Each of these elements can contribute to creation of a personal profile that may be used for, among other things, resetting passwords for your online transactions for banking, investment and credit card statements.


This is how these bits of information can cause problems if you make them public:


Common password reset questions include “What is your hometown?” “What is your hometown newspaper,” or “What is your pet’s name?”


If you posted something recently about your cat “Fluffy,” you may have offered the answer to a password reset question.  Once your password is reset, an identity thief can take over access to your financial institution records and investments and redirect mail delivery of statements and withdrawals.


Connecticut Better Business Bureau offers the following advice to protect your personal information that can be mined from social networking and other sites:


Don’t reveal personal information on social networking sites:

Check to ensure you are not providing sensitive, personal information online, and verify your privacy settings prevent your profile from being seen by anybody except your friends.

 

Use different password reset questions:

Since many sites ask similar password reset questions, it is important to use different questions on various sites.

 

Add a few characters to a password reset answer:

If you live in Connecticut and your hometown paper is the Connecticut Post, make the password reset answer, for example, “CTPost2009,” instead of “Connecticut Post.”  This way, knowledge of your hometown paper isn’t enough to reset your password.
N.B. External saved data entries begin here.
PR #2801, opened 2024-02-24
Feat/form generic schema

TommyLindh2:
Make the FormSchema generic and support more specific typing
Related to #2795 

Fix [Lundalogik/limepkg-basic-helpdesk#19](https://github.com/Lundalogik/limepkg-basic-helpdesk/issues/19)

## Review:

### Browsers tested:

Windows:
- [ ] Chrome
- [ ] Edge
- [ ] Firefox

Linux:
- [ ] Chrome
- [ ] Firefox

macOS:
- [ ] Chrome
- [ ] Firefox
- [ ] Safari

Mobile:
- [ ] Chrome on Android
- [ ] iOS

### DIFF
--- a/etc/lime-elements.api.md
+++ b/etc/lime-elements.api.md
@@ -772,8 +772,34 @@ export enum FormLayoutType {
 }
 
 // @public
-export interface FormSchema extends JSONSchema7 {
+export interface FormSchema<T extends Record<string, any> = any> extends JSONSchema7 {
+    $defs?: Record<string, FormSchema>;
+    additionalItems?: FormSchemaArrayItem<T>;
+    additionalProperties?: FormSchema | boolean;
+    allOf?: Array<FormSchemaArrayItem<T>>;
+    anyOf?: Array<FormSchemaArrayItem<T>>;
+    contains?: FormSchemaArrayItem<T>;
+    definitions?: Record<string, FormSchema>;
+    dependencies?: Record<string, FormSchema | string[]>;
+    else?: FormSchema;
+    if?: FormSchema;
+    items?: FormSchemaArrayItem<T> | Array<FormSchemaArrayItem<T>>;
+    not?: FormSchema;
+    oneOf?: Array<FormSchemaArrayItem<T>>;
+    patternProperties?: Record<string, FormSchema>;
+    properties?: ReplaceObjectType<T, FormSubKeySchema<T>, Record<string, FormSchema>>;
+    propertyNames?: FormSchema;
+    required?: Array<ReplaceObjectType<T, Extract<keyof T, string>, string>>;
+    then?: FormSchema;
 }
+
+// @public
+export type FormSchemaArrayItem<T> = T extends any[] ? FormSchema<T[Extract<keyof T, number>]> : FormSchema;
+
+// @public
+export type FormSubKeySchema<TObj> = Partial<{
+    [Key in Extract<keyof TObj, any>]: FormSchema<TObj[Key]>;
+}>;
 
 // @public
 export interface GridLayoutOptions extends FormLayoutOptions<FormLayoutType | `${FormLayoutType}`> {
@@ -1971,6 +1997,9 @@ interface Option_2<T extends string = string> {
     value: T;
 }
 export { Option_2 as Option }
+
+// @public
+export type ReplaceObjectType<T, AllowedType, ElseType> = T extends any[] ? ElseType : T extends Record<string, any> ? AllowedType : ElseType;
 
 // @public
 export interface RowLayoutOptions extends FormLayoutOptions<FormLayoutType | `${FormLayoutType}`> {
--- a/src/components/button-group/examples/button-group-composite.tsx
+++ b/src/components/button-group/examples/button-group-composite.tsx
@@ -1,5 +1,9 @@
 import { Component, h, Prop, State } from '@stencil/core';
-import { Button, LimelButtonGroupCustomEvent } from '@limetech/lime-elements';
+import {
+    Button,
+    FormSchema,
+    LimelButtonGroupCustomEvent,
+} from '@limetech/lime-elements';
 
 /**
  * Composite
@@ -12,7 +16,7 @@ import { Button, LimelButtonGroupCustomEvent } from '@limetech/lime-elements';
 })
 export class ButtonCompositeExample {
     @Prop()
-    public schema: any;
+    public schema: FormSchema;
 
     @State()
     private props = {
--- a/src/components/form/examples/help-form-schema.ts
+++ b/src/components/form/examples/help-form-schema.ts
@@ -1,6 +1,16 @@
 import { FormSchema } from '@limetech/lime-elements';
 
-export const schema: FormSchema = {
+type Race = 'search' | 'recommendation' | 'ads' | 'work' | 'workshop';
+export interface HelpFormData {
+    address?: {
+        planet?: string;
+        galaxy?: string;
+        email?: string;
+        race?: Race;
+    };
+}
+
+export const schema: FormSchema<HelpFormData> = {
     type: 'object',
     properties: {
         address: {
--- a/src/components/form/examples/help-form-schema.ts
+++ b/src/components/form/examples/help-form-schema.ts
@@ -1,12 +1,12 @@
 import { FormSchema } from '@limetech/lime-elements';
 
-type Race = 'search' | 'recommendation' | 'ads' | 'work' | 'workshop';
+type Source = 'search' | 'recommendation' | 'ads' | 'work' | 'workshop';
 export interface HelpFormData {
     address?: {
-        planet?: string;
-        galaxy?: string;
+        name?: string;
+        company?: string;
         email?: string;
-        race?: Race;
+        source?: Source;
     };
 }
 
@@ -17,7 +17,7 @@ export const schema: FormSchema<HelpFormData> = {
             type: 'object',
             title: 'Book a demo',
             properties: {
-                planet: {
+                name: {
                     type: 'string',
                     title: 'Name',
                     description: 'Please write your name & surname',
@@ -33,7 +33,7 @@ export const schema: FormSchema<HelpFormData> = {
                         },
                     },
                 },
-                galaxy: {
+                company: {
                     type: 'string',
                     title: 'Company',
                     description: 'Please write your company name',
@@ -54,7 +54,7 @@ export const schema: FormSchema<HelpFormData> = {
                         },
                     },
                 },
-                race: {
+                source: {
                     type: 'string',
                     title: 'How did you hear about Lime CRM?',
                     oneOf: [
--- a/src/components/form/examples/span-fields-schema.ts
+++ b/src/components/form/examples/span-fields-schema.ts
@@ -1,16 +1,6 @@
 import { FormSchema } from '@limetech/lime-elements';
 
-export interface SpanFieldsFormData {
-    field1?: string;
-    field2?: number;
-    field3?: string;
-    field4?: string;
-    field5?: number;
-    field6?: string;
-    field7?: number;
-}
-
-export const schema: FormSchema<SpanFieldsFormData> = {
+export const schema: FormSchema = {
     title: 'A form with fields that span columns and rows',
     description:
         'This main form has a grid layout with 5 columns. Notice how fields reorder to fill holes when the "Dense layout" is enabled. You may need to resize your browser window to see this responsive layout in effect.',
--- a/src/components/form/examples/span-fields-schema.ts
+++ b/src/components/form/examples/span-fields-schema.ts
@@ -1,6 +1,16 @@
 import { FormSchema } from '@limetech/lime-elements';
 
-export const schema: FormSchema = {
+export interface SpanFieldsFormData {
+    field1?: string;
+    field2?: number;
+    field3?: string;
+    field4?: string;
+    field5?: number;
+    field6?: string;
+    field7?: number;
+}
+
+export const schema: FormSchema<SpanFieldsFormData> = {
     title: 'A form with fields that span columns and rows',
     description:
         'This main form has a grid layout with 5 columns. Notice how fields reorder to fill holes when the "Dense layout" is enabled. You may need to resize your browser window to see this responsive layout in effect.',
--- a/src/components/form/form.types.ts
+++ b/src/components/form/form.types.ts
@@ -323,4 +323,367 @@ export enum FormLayoutType {
  * @public
  * Represents the JSON schema with Lime specific options
  */
-export interface FormSchema extends JSONSchema7 {}
+export interface FormSchema<T extends Record<string, any> = any>
+    extends JSONSchema7 {
+    /**
+     * The value of "items" MUST be either a valid JSON Schema or an array
+     * of valid JSON Schemas.
+     *
+     * This keyword determines how child instances validate for arrays, and
+     * does not directly validate the immediate instance itself.
+     *
+     * If "items" is a schema, validation succeeds if all elements in the
+     * array successfully validate against that schema.
+     *
+     * If "items" is an array of schemas, validation succeeds if each
+     * element of the instance validates against the schema at the same
+     * position, if any.
+     *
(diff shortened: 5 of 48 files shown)


src/components/button-group/examples/button-group-composite.tsx
adrianschmidt, line 1: I _love_ that you've made the effort to go through and update the examples! For the sake of easier overview of what's what, I'd like to separate the updates of the examples for other components than limel-form into a separate commit though. So I'll split this commit up in two, if that's OK with you 😊

TommyLindh2: Yeah, that makes sense, do you want me to do it?

adrianschmidt: No no, you shouldn't be saddled with more work because you stepped up and did extra to begin with 😊

I just pushed it 👍

etc/lime-elements.api.md
```diff
@@ -755,8 +755,101 @@ export enum FormLayoutType {
 }
 
 // @public
-export interface FormSchema extends JSONSchema7 {
-}
+export interface FormSchema<T extends Record<string, any> = any> extends JSONSchema7 {
+    // Warning: (ae-unresolved-inheritdoc-base) The @inheritDoc tag needs a TSDoc declaration reference; signature matching is not supported yet
```
jgroth, line 759: There seems to be a lot of warnings generated here :thinking:

src/interface.ts
```diff
@@ -11,7 +11,20 @@ export * from './components/dialog/dialog.types';
...
+    FormLayoutOptions,
+    FormLayoutType,
+    FormSchemaArrayItem,
+    FormSubKeySchema,
+    GridLayoutOptions,
+    RowLayoutOptions,
+    LimeLayoutOptions,
+    LimeSchemaOptions,
+    ReplaceObjectType,
+} from './components/form/form.types';
```
jgroth, line 27: Is there something from here we don't want to export? I could be easy to forget to add new types to this list in the future. Perhaps the type we don't want to export could be moved to another file?

TommyLindh2: Yeah, Maybe we can skip ALL the utility types, that is used just for the generic stuff.

etc/lime-elements.api.md
TommyLindh2: It looks like this is due to using inheritDoc on properties that doesn't have docs.
Maybe that can be fixed, by looking what properties that have docstrings. Either we add our own OR we just remove the inheritdoc tag.

As I cannot run the api-extractor locally maybe you can do this for me @jgroth?

src/interface.ts
TommyLindh2: I have fixed this in a fixup commit 👍 
But as before I cannot run the api-update so you have to do it for me 👎

etc/lime-elements.api.md
TommyLindh2: I have fixed this in a fixup commit 👍 
But as before I cannot run the api-update so you have to do it for me 👎

jgroth: Yeah I can run it :smile: 
Perhaps we should move the logics of this `.sh` file to a `.js` file instead :smile:

adrianschmidt: If you rebase on latest `main`, the `.sh` file is no more 😉

etc/lime-elements.api.md
```diff
@@ -755,7 +755,49 @@ export enum FormLayoutType {
...
+    // (undocumented)
+    not?: FormSchema;
+    // (undocumented)
+    oneOf?: Array<FormSchemaArrayItem<T>>;
+    // (undocumented)
+    patternProperties?: Record<string, FormSchema>;
+    // Warning: (ae-forgotten-export) The symbol "FormSubKeySchema" needs to be exported by the entry point index.d.ts
+    //
+    // (undocumented)
+    properties?: ReplaceObjectType<T, FormSubKeySchema<T>, Record<string, FormSchema>>;
```
adrianschmidt, line 792: Same thing here.

etc/lime-elements.api.md
```diff
@@ -755,7 +755,49 @@ export enum FormLayoutType {
...
+    // (undocumented)
+    propertyNames?: FormSchema;
+    // Warning: (ae-forgotten-export) The symbol "ReplaceObjectType" needs to be exported by the entry point index.d.ts
+    //
+    // (undocumented)
+    required?: Array<ReplaceObjectType<T, Extract<keyof T, string>, string>>;
```
adrianschmidt, line 798: And here.

src/interface.ts
adrianschmidt: Those "utility" types are part of public types, so they need to be public too. So I've moved them back into the `form.types.ts` and changed the export here to just export everything from it.

etc/lime-elements.api.md
adrianschmidt: ⚡

etc/lime-elements.api.md
adrianschmidt: ⚡

src/components/form/form.types.ts
```diff
@@ -320,7 +320,128 @@ export enum FormLayoutType {
 }
 
 /**
- * @public
  * Represents the JSON schema with Lime specific options
+ * @public
+ */
+export interface FormSchema<T extends Record<string, any> = any>
```
jgroth, line 326: Is this correct or should `T` extend `JSONSchema7Definition` instead? :thinking:

src/components/form/widgets/input-field.ts
```diff
@@ -71,19 +72,19 @@ function getInputType(schema: any): InputType {
...
-function getStepSize(schema: any): 'any' | number {
+function getStepSize(schema: FormSchema): 'any' | number {
     if (isNumberType(schema) && schema.multipleOf) {
-        return parseFloat(schema.multipleOf) || 'any';
+        return parseFloat(schema.multipleOf as unknown as string) || 'any';
     }
 
     if (isIntegerType(schema)) {
-        return parseInt(schema.multipleOf, 10) || 1;
+        return parseInt(schema.multipleOf as unknown as string, 10) || 1;
```
jgroth, line 81: We could get rid of these ugly typecasts by doing something like `String(schema.multipleOf)`

jgroth: Or checking if it is actually a string or not before trying to convert it :slightly_smiling_face:

src/components/form/form.types.ts
TommyLindh2: In this case T is not the Schema itself, but the object the schema represents.
So for example if you have the interface:

```typescript
interface Person {
    name: string;
    role: string;
}
```

then you can get a `FormSchema` based on the Person by `FormSchema<Person>`.
Then you get required and properties and such types with `keyof Person` and that kind of things

src/components/form/widgets/input-field.ts
TommyLindh2: Fixed in fixup

src/interface.ts
TommyLindh2: Thanks, nice!

etc/lime-elements.api.md
TommyLindh2: Awesome!

etc/lime-elements.api.md
TommyLindh2: Awesome!

etc/lime-elements.api.md
```diff
@@ -755,7 +755,49 @@ export enum FormLayoutType {
...
+    // (undocumented)
+    dependencies?: Record<string, FormSchema | string[]>;
+    // (undocumented)
+    else?: FormSchema;
+    // (undocumented)
+    if?: FormSchema;
+    // Warning: (ae-forgotten-export) The symbol "FormSchemaArrayItem" needs to be exported by the entry point index.d.ts
+    //
+    // (undocumented)
+    items?: FormSchemaArrayItem<T> | Array<FormSchemaArrayItem<T>>;
```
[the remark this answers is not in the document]
TommyLindh2: Awesome

etc/lime-elements.api.md
TommyLindh2: Trying it out as we speak 👍

TommyLindh2: It looks like it runs perfectly for me now ❤️

src/components/form/widgets/input-field.ts
```diff
@@ -71,19 +72,19 @@ function getInputType(schema: any): InputType {
...
-function getStepSize(schema: any): 'any' | number {
+function getStepSize(schema: FormSchema): 'any' | number {
     if (isNumberType(schema) && schema.multipleOf) {
-        return parseFloat(schema.multipleOf) || 'any';
+        return parseFloat(String(schema.multipleOf)) || 'any';
     }
 
     if (isIntegerType(schema)) {
-        return parseInt(schema.multipleOf, 10) || 1;
+        return parseInt(String(schema.multipleOf), 10) || 1;
```
adrianschmidt, line 81: An alternative to `parseInt` and `parseFloat`, which I _usually_ recommend, is `+` (apparently called "unary plus" in this case). Here's a good explanation of the differences, copied from https://stackoverflow.com/a/17106701/280972:

---

Well, here are a few differences I know of:

- An empty string `""` evaluates to a `0`, while `parseInt` evaluates it to `NaN`. IMO, a blank string should be a `NaN`.

        +'' === 0;              //true
        isNaN(parseInt('',10)); //true

- The unary `+` acts more like `parseFloat` since it also accepts decimals. 

    `parseInt` on the other hand stops parsing when it sees a non-numerical character, like the period that is intended to be a decimal point `.`.

        +'2.3' === 2.3;           //true
        parseInt('2.3',10) === 2; //true

- `parseInt` and `parseFloat` parses and builds the string *left to right*. If they see an invalid character, it returns what has been parsed (if any) as a number, and `NaN` if none was parsed as a number. 

    The unary `+` on the other hand will return `NaN` if the entire string is non-convertible to a number.

        parseInt('2a',10) === 2; //true
        parseFloat('2a') === 2;  //true
        isNaN(+'2a');            //true

- As seen in the comment of [@Alex K.](https://stackoverflow.com/users/246342), `parseInt` and `parseFloat` will parse by character. This means hex and exponent notations will fail since the `x` and `e` are treated as non-numerical components (at least on base10).

    The unary `+` will convert them properly though.

        parseInt('2e3',10) === 2;  //true. This is supposed to be 2000
        +'2e3' === 2000;           //true. This one's correct.

        parseInt("0xf", 10) === 0; //true. This is supposed to be 15
        +'0xf' === 15;             //true. This one's correct.

---

I don't know what behaviour is the more appropriate for this use case, but generally, I would say that `+` seems to do the more correct thing in all cases except when the input is an empty string, and that case could easily be tested for first, and be made to return `NaN` instead.

For the `isIntegerType` case, we might also want to use `Math.floor` or `Math.round`…

adrianschmidt: Oh, and, as an added bonus, you don't need to convert the value to a string before using unary plus 😊

And I realised I didn't show how it's used:

```suggestion
        return +schema.multipleOf || 1;
```

And I just now realised that we don't need to treat an empty string differently, as `0` is falsy, so it will return `1` instead 😄

src/components/form/widgets/input-field.ts
```diff
@@ -71,19 +72,19 @@ function getInputType(schema: any): InputType {
     return 'text';
 }
 
-function getStepSize(schema: any): 'any' | number {
+function getStepSize(schema: FormSchema): 'any' | number {
     if (isNumberType(schema) && schema.multipleOf) {
-        return parseFloat(schema.multipleOf) || 'any';
+        return parseFloat(String(schema.multipleOf)) || 'any';
```
adrianschmidt, line 77:
```suggestion
        return +schema.multipleOf || 'any';
```

Should this really return the _string_ `'any'`? 🤔

jgroth: Yes, the `step` property of `limel-input-field` is `"any" | number`

jgroth (approved):

src/components/form/widgets/input-field.ts
TommyLindh2: Fixed, did it on the `parseFloat` in a few lines above as well

TommyLindh2:
@adrianschmidt do you also approve this?
Johans approval disappeared after I used autosquash and fixed your suggestions

src/components/form/examples/help-form-schema.ts
```diff
@@ -1,6 +1,16 @@
 import { FormSchema } from '@limetech/lime-elements';
 
-export const schema: FormSchema = {
+type Race = 'search' | 'recommendation' | 'ads' | 'work' | 'workshop';
```
adrianschmidt, line 3: This raised my eyebrow a bit… 😆

I had to track it down, and this was clearly a copy-and-paste error made [here](https://github.com/Lundalogik/lime-elements/pull/2622/files#diff-ffd4c8bf682a861e2eec3afe1191504fa1625a4e6c5638b5414857a981617f3dR45). However, this PR makes the mistake a whole lot more visible, so it would be nice to correct it now.

TommyLindh2: Nice find 👍 I just continued with the copy/paste 😂
But I can fix it. I will just do a force push

TommyLindh2: Is now fixed

src/components/form/examples/span-fields-schema.ts
```diff
@@ -1,6 +1,16 @@
...
+    field1?: string;
+    field2?: number;
+    field3?: string;
+    field4?: string;
+    field5?: number;
+    field6?: string;
+    field7?: number;
+}
+
+export const schema: FormSchema<SpanFieldsFormData> = {
```
adrianschmidt, line 13: Is the typing required now? If it's not, I'm thinking we should perhaps just leave this un-typed… it brings so little value anyway, that it would kind of bring more value in showing that it's possible to not use such strict typing… 🤷‍♂️ I dunno…

TommyLindh2: I agree that the Generic typing don't bring that much value, even though I think it DOES bring value.
But the main issue now is that the current typing makes it really hard to work with and you need to cast a lot of stuff to get it to build. So if you don't want the generic stuff we should still fix the other stuff. i.e. sub schemas are FormSchema instead of the FormSchema | boolean.

But don't know why you want to wait? We already have merged the typing once.

TommyLindh2: Yes, I agree. We can remove it. I fix

src/components/form/form.types.ts
```diff
@@ -320,7 +320,128 @@ export enum FormLayoutType {
...
+
+    /**
+     * @see https://datatracker.ietf.org/doc/html/draft-handrews-json-schema-validation-01#section-6.7.3
+     */
+    oneOf?: Array<FormSchemaArrayItem<T>>;
+
+    /**
+     * @see https://datatracker.ietf.org/doc/html/draft-handrews-json-schema-validation-01#section-9
+     */
+    $defs?: Record<string, FormSchema>;
```
adrianschmidt, line 375: `$defs` and `definitions` (on line 420) link to the same section (where `definitions` is mentioned, but `$defs` is not). Is this correct? Do we need to keep both? If we need to keep both:

- Should we mention that they are the same thing, or what the differences are?
- We could perhaps place them next to each other, so it becomes a little easier to discover that there are two of them… 🙂

adrianschmidt: Oh, don't do anything right now. I'm making changes here. Let me push first! 😅

TommyLindh2: Nice, fixed. Not sure if it should be clarified even more or not.

adrianschmidt: Looks good 👍

I don't think it needs further clarification. I guess it's whether `definitions` should be marked as deprecated perhaps? 🤷‍♂️

adrianschmidt (approved):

Do the same with other reset questions, including the street you grew up on and the name of your pet. Instead of “Fluffy,” use “Fluffythecat.”

 

Fudge your birth date:

Change the month, day or year you were born so that anyone mining the Internet for your personal information will have incorrect or conflicting information.

 

Don’t use public computers for private work:

Don’t do any online banking or purchasing with a credit card when you’re using a public computer.  This information is readily captured, if not by its owner, then by malicious software that logs the sites you have visited, your logins and passwords.  These also may reside on a friend’s computer as spyware without their knowledge.

 

Protect your SSN:

Don’t carry your Social Security Card in your wallet, and never give it out to anyone other than an employer, the Internal Revenue Service or your financial institution. If your Department of Motor Vehicles asks for your SSN as a drivers permit number, request an alternative number.  Never give out your SSN to ANYONE over the telephone, in e-mail or to people who show up at your door for any reason.